In 2008 he became a member of the Royal Netherlands Academy of Arts and Sciences (Koninklijke Nederlandse Akademie voor Kunsten en Wetenschappen - KNAW), where he served a term as chairperson of the section Mathematics. He was a long term managing editor of the Dutch journal Indagationes Mathematicæ. In 2015 he became emeritus professor.

==Research contributions==
In his PhD thesis, Broer worked on bifurcations of singularities in volume preserving vector fields, where he discovered quasi-periodic invariant tori for the first time. This was the starting point of a large scale inventory of occurrences: together with his school he set up a supporting theory of bifurcating tori, thereby combining singularity theory with the Kolmogorov-Arnold-Moser (KAM) theory 1 (Moser 1967) (Zehnder 1975-6), as reported in 2, 3, and 4. (Numbers refer to works under Selected publications.) Broer also worked on geometrically inspired or computationally assisted results 5, 6, 7, 8, 9, 10, 11, some including applications to modeling. (ibid.)

==Awards and honors==
Broer became a member of the Royal Netherlands Academy of Arts and Sciences (KNAW) in 2008. At the international conference Mathematical Analysis and Applications of 2024 in Porto he obtained a career award for applications of analysis in the theory of dynamical systems. At his retirement in 2015 he was appointed knight of the order of the Netherlands lion.

==Selected publications==
1. H.W. Broer, KAM theory: the legacy of Kolmogorov’s 1954 paper. Bulletin of the American Mathematical Society 41(4) (2004) 507-521.
2. H.W. Broer, G.B. Huitema and M.B. Sevryuk, Quasi-periodic tori in families of dynamical systems: order amidst chaos. Lecture Notes in Mathematics 1645 Springer Verlag 1996.
3. H.W. Broer and F. Takens, Dynamical Systems and Chaos. Applied Mathematical Sciences 172 Springer Verlag 2011. ; Hardcover ISBN 978-1-4419-6869-2; Softcover ISBN 978-1-4614-2712-4
4. H.W. Broer, G.B. Huitema, F. Takens and B.L.J. Braaksma, Unfoldings and bifurcations of quasi-periodic tori. Mem AMS 83(421) American Mathematical Society 1990. eBook ISBN 978-1-4704-0844-2
5. H.W. Broer, H. Hanßmann, On Jupiter and his Galilean satellites: librations of De Sitter’s periodic motions. Indag Math NS 27(5) 1305-1337 (2016).

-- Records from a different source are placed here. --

PR #6262, opened 2020-08-12
Crashlytics watchOS support

### LINKED ISSUE #4558: FR: Crashlytics support on watchOS
Please add Crashlytics support to watchOS, so that we can get crash reports from Firebase Crashlytics for watchOS apps just like we can for iOS apps.

jostster:
This PR resolves #4558 and adds crashlytics support for watchOS 6.0 +


jostster:
@googlebot I signed it!

Crashlytics/Crashlytics/Components/FIRCLSApplication.m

6. K. Efstathiou and H.W. Broer, Uncovering fractional monodromy. Commun. Math. Phys. 324 (549-588) (2013).
7. H.W. Broer, C. Simó, R. Vitolo, Bifurcations and strange attractors in the Lorenz-84 climate model with seasonal forcing. Nonlinearity 15(4) (2002) 1205-1267.
8. H.W. Broer and C. Simó, Resonance tongues in Hill’s equations: a geometric approach. Journ. Diff. Eqns. 166 290-327 (2000).

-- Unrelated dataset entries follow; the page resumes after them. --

PR #6264, opened 2020-08-12
Make the language reported via headers configurable

var-const:


Firestore/Source/API/FIRFirestore.mm
```diff
@@ -97,6 +97,8 @@ + (void)initialize {
   if (self == [FIRFirestore class]) {
     SetThrowHandler(ObjcThrowHandler);
   }
+
+  Firestore::SetClientLanguageHeader("gl-objc/2.0");
```
var-const, line 101: Feel free to suggest a better call site for this -- I'm not sure this is a particularly great place.

Firestore/core/src/remote/grpc_connection.cc
```diff
@@ -119,8 +120,32 @@ class HostConfigMap {
 };
 
 HostConfigMap& Config() {
-  static HostConfigMap config_by_host_;
```
var-const, line 122: I think trailing underscores are only for member variables.

Firestore/core/src/remote/grpc_connection.cc
```diff
@@ -119,8 +120,32 @@ class HostConfigMap {
...
-  return config_by_host_;
+  static HostConfigMap config_by_host;
+  return config_by_host;
+}
+
+class ClientLanguageHeader {
```
var-const, line 127: I deliberately made this mirror `HostConfigMap` and `Config`. I'm open to suggestions if you think this is overkill.

Firestore/core/src/remote/grpc_connection.cc
```diff
@@ -173,16 +198,7 @@ std::unique_ptr<grpc::ClientContext> GrpcConnection::CreateContext(
     context->AddMetadata(kAuthorizationHeader, absl::StrCat("Bearer ", token));
   }
 
-  // TODO(dimond): This should ideally also include the gRPC version, however,
```
var-const, line 176: The concern that this TODO raises doesn't seem true to me -- can you think of a case where a user would be able to link a different version of gRPC at runtime?

Firestore/core/src/remote/grpc_connection.cc
```diff
@@ -193,6 +209,12 @@ std::unique_ptr<grpc::ClientContext> GrpcConnection::CreateContext(
   return context;
 }
 
+void GrpcConnection::AddCloudApiHeaders(grpc::ClientContext& context) {
```
var-const, line 212: Note: there are many tests that create a `RemoteStore` but not `FIRFirestore`; they would have the language header blank. I presume this is okay but pointing it out just in case.

Firestore/core/src/remote/grpc_connection.cc
```diff
@@ -307,17 +329,20 @@ void GrpcConnection::Unregister(GrpcCall* call) {
...
+void GrpcConnection::SetClientLanguageHeader(std::string language_header) {
+  LanguageHeader().Set(std::move(language_header));
 }
 
-/*static*/ void GrpcConnection::UseInsecureChannel(const std::string& host) {
+void GrpcConnection::UseInsecureChannel(const std::string& host) {
   Config().UseInsecureChannel(host);
 }
 
+void GrpcConnection::UseTestCertificate(const std::string& host,
```
var-const, line 340: Made the order here to be the same as the header file.

scripts/style.sh
```diff
@@ -53,7 +53,7 @@ case "$version" in
   *)
     echo "Please upgrade to clang-format version 10."
     echo "If it's installed via homebrew you can run:"
-    echo "brew install clang-format"
+    echo "brew upgrade clang-format"
```
var-const, line 56: If a package is already installed, `install` would fail and recommend using `upgrade`.

Firestore/Source/API/FIRFirestore.mm
wilhuff: This is the place to do it. However, it should be inside the `if` block (which is a defense against this running more than once).

Firestore/core/src/remote/grpc_connection.cc
wilhuff: This concern dates back from when we were building Firestore in google3. The issue was that we would build our binary SDK against the gRPC in google3 and ship with undefined symbols for gRPC that would actually be supplied via CocoaPods on the end developer machine.

Now that we're distributed the way are, this concern no longer holds, so we could use the gRPC version.

Firestore/core/src/api/firestore.cc
```diff
@@ -191,6 +191,10 @@ void Firestore::DisableNetwork(util::StatusCallback callback) {
   client_->DisableNetwork(std::move(callback));
 }
 
+void Firestore::SetClientLanguageHeader(std::string language_header) {
+  FirestoreClient::SetClientLanguageHeader(std::move(language_header));
```
wilhuff, line 195: I see little reason for all the additional plumbing of the value of this property. It seems reasonable to have `Firestore` directly call the setter on `GrpcConnection`. I do see value in having this be a part of `Firestore`: this makes the core API better defined and gives us flexibility in how/where this is implemented in here without having to update the public C++ code.

Firestore/core/src/api/firestore.h
```diff
@@ -95,6 +95,12 @@ class Firestore : public std::enable_shared_from_this<Firestore> {
   void EnableNetwork(util::StatusCallback callback);
   void DisableNetwork(util::StatusCallback callback);
 
+  /**
+   * Sets the language of the public API in the format of
+   * "gl-<language>/<version>", e.g. `gl-objc/2.0`.
+   */
+  static void SetClientLanguageHeader(std::string language_header);
```
wilhuff, line 102: This value isn't really a header--it's one of many values contained in a header. However, `SetClientLanguageHeaderValue` seems overblown. What about `SetClientLanguage`?

Firestore/core/src/remote/grpc_connection.cc
wilhuff: Why not default to C++? This would make it similar to the way the throw handler defaults to C++.

Firestore/Source/API/FIRFirestore.mm
wilhuff, line 101: This value was previously `"gl-objc/"` because the version doesn't matter/isn't maintained. Changing this needlessly breaks with existing data. Unless we're specifically going to search for/audit existing usage of this in sawmill I think we're better off leaving the version out (which makes this a no-op as far as downstream effects are concerned).

var-const: Done.

var-const: Ok, makes sense. In the future, I'd like us to consider logging the LLVM version instead because, AFAIU, that's what actually determines features available to the developer.

Firestore/core/src/api/firestore.cc
var-const: Previously `Firestore` was unaware of the "remote" layer, but I agree this is more of an academic concern. Changed.

Firestore/core/src/api/firestore.h
var-const: Looking at the original doc, things like `gl-objc` are sometimes called tokens, but I'm not sure `SetClientLanguageToken` is necessarily an improvement. Changed to `SetClientLanguage`.

Firestore/core/src/remote/grpc_connection.cc
var-const: My concern is that if we ever get a bug where the language isn't set for some reason, we would get incorrect overrepresentation of C++ in the data (whereas the numbers should actually add to Objective-C or Unity). What do you think? Also, do you think there should be an assertion to verify that a language was set?

wilhuff: While I definitely respect where this concern is coming from, I don't see this as a practical concern. By hooking into class loading in Objective-C there's essentially no way you can use `FIRFirestore` without setting this value to something reasonable. I can it see it being straightforwardly the case that we can make similar guarantees in the other bindings.

Given that we have a number of these kinds of language preferences in play (exception handling, logging, version reporting, and probably others), I'd prefer that they all worked the same way just to make things simpler.

Firestore/Source/API/FIRFirestore.mm
wilhuff: Future work for llvm version sg. The token still has a 2.0 in it that should be removed.

Firestore/core/src/remote/grpc_connection.h
```diff
@@ -85,6 +85,8 @@ class GrpcConnection {
   void Register(GrpcCall* call);
   void Unregister(GrpcCall* call);
 
+  static void SetClientLanguage(std::string language_header);
```
wilhuff, line 88: The the variable name be `language_token`?

var-const: Done.

Firestore/Source/API/FIRFirestore.mm
var-const: Oh, sorry about that, fixed now.

Firestore/core/src/remote/grpc_connection.cc
var-const: The consistency argument SGTM. I added simple logic for reporting the C++ version, PTAL. We might want to change it in the future, but hopefully it's good enough for now.

var-const:
The strings I'm seeing are:
```
gl-cpp/2011 fire/1.16.4 grpc/1.28.2
gl-objc/ fire/1.16.4 grpc/1.28.2
```

Firestore/core/src/remote/grpc_connection.cc
```diff
@@ -119,8 +120,59 @@ class HostConfigMap {
...
 
 HostConfigMap& Config() {
-  static HostConfigMap config_by_host_;
-  return config_by_host_;
+  static HostConfigMap config_by_host;
+  return config_by_host;
+}
+
+std::string GetCppLanguageToken() {
+  std::string cpp_version = [] {
```
wilhuff, line 128: Since these are all literals, you could make this return `const char*` to save the copy.

var-const: Done.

9. H.W. Broer, C. Simó and J.C. Tatjer, Towards global models near homoclinic tangencies of dissipative diffeomorphisms. Nonlinearity 11(3) (1998) 667-770.

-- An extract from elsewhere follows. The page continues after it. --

PR #6281, opened 2020-08-17
[App Distribution] Remove typedefs

jeremydurham:
Stop using typedefs for completion blocks in public APIs so that Xcode is more usable in Swift:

10. H.W. Broer and F.M. Tangerman, From a differentiable to a real analytic perturbation theory, applications to the Kupka Smale theorems Ergod. Th. & Dynam. Sys. 6 345-362 (1986).
11. H.W. Broer and G. Vegter, Subordinate Sil’nikov bifurcations near some singularities of vector fields having low codimension. Ergod. Th. & Dynam. Sys. 4 509-525 (1984).